CodeDistiller: Automatically Generating Code Libraries for Scientific Coding Agents
Peter Jansen, Samiah Hassan, Pragnya Narasimha
TL;DR
CodeDistiller addresses the limitation that automated scientific discovery agents rely too heavily on parametric knowledge by automatically distilling large volumes of GitHub repositories into vetted, working domain-specific code examples. The system identifies repository purpose, selects relevant files, and uses LLMs to generate and iteratively debug executable code, tested in a materials-science setting with multiple base models. Across 250 repositories, distillation success reaches up to 74% for the best models, and downstream evaluations show augmented agents produce more accurate, complete, and scientifically sound experiments than baselines. The work demonstrates scalable, automated construction of reusable code libraries for Code-RAG agents and provides open-source tooling to advance automated scientific coding.
Abstract
Automated Scientific Discovery (ASD) systems can help automatically generate and run code-based experiments, but their capabilities are limited by the code they can reliably generate from parametric knowledge alone.

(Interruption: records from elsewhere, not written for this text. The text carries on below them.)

PR #1294, opened 2022-09-19
Remove mention of `name` from repository_webhook

abatilo:
According to:
https://github.com/integrations/terraform-provider-github/blob/06054eb8fdaa96354e4706583fc05c3d06d27760/github/resource_github_repository_webhook.go#L40

This field is no longer necessary. When I tried to create a webhook using provider version v5.0.0 using TF Cloud, the `Plan` failed and let me know that this field has been removed. The documentation still mentions it though, but I think it should be removed!


kfcampbell (approved):
@abatilo sorry this fell through the cracks for me! It's interesting that our [REST docs](https://docs.github.com/en/rest/webhooks/repos?apiVersion=2022-11-28#create-a-repository-webhook) still say `name` is an acceptable body parameter, though it probably should be removed there as well.

abatilo:
No worries! It happens. I'm just glad that this got merged at all :P

PR #1308, opened 2022-09-28
adding support to pass app_id

junli-lyft:
https://docs.github.com/en/rest/branches/branch-protection#set-status-check-contexts


MJavedAli:
Has anyone tested this, and that it works fine ? I would like see this PR getting merged.

junli-lyft:
Not really. We needed this change but now we had other priorities so the work as paused.
Feel free to take it away and continue.

Issue #1328, opened 2022-10-13
5.4.0 is much slower


bootswithdefer:
5.3.0 plan/apply takes ~25 minutes
5.4.0 plan/apply takes ~65 minutes

### Terraform Version
Terraform v1.3.2
on linux_amd64
+ provider registry.terraform.io/integrations/github v5.4.0

### Affected Resource(s)
Suspicions that it's github_branch_protection

### Terraform Configuration Files
Confidential, will provide if needed

### Debug Output
Will provide if needed

### Panic Output
N/A

### Expected Behavior
Plan takes 25 minutes

### Actual Behavior
Plan takes 65 minutes

### Steps to Reproduce
Both plan and apply take longer.

### Important Factoids
We have 3848 resources in our state, consisting of these types:
github_actions_organization_secret
github_branch_protection
github_membership
github_repository
github_repository_collaborator
github_repository_webhook
github_team
github_team_members
github_team_membership
github_team_repository

### References
#1020  may be the issue?

kfcampbell:
@dion-gionet do you have thoughts on potentially reducing the impact of the nested `for` loops introduced in #1020? I'm thinking it would be best to revert the PR for the incoming v5.5.0 release which would remove the immediate cause of the performance regression for the time being.

dion-gionet:
@kfcampbell mm, I'll have to look into it and come back to you. I'll make another PR when I have a solution

dion-gionet:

As a result, current systems either mutate a small number of manually-crafted experiment examples, or operate solely from parametric knowledge, limiting quality and reach. We introduce CodeDistiller, a system that automatically distills large collections of scientific Github repositories into a vetted library of working domain-specific code examples, allowing ASD agents to expand their capabilities without manual effort. Using a combination of automatic and domain-expert evaluation on 250 materials science repositories, we find the best model is capable of producing functional examples for 74% of repositories, while our downstream evaluation shows an ASD agent augmented with a CodeDistiller generated library produces more accurate, complete, and scientifically sound experiments than an agent with only general materials-science code examples.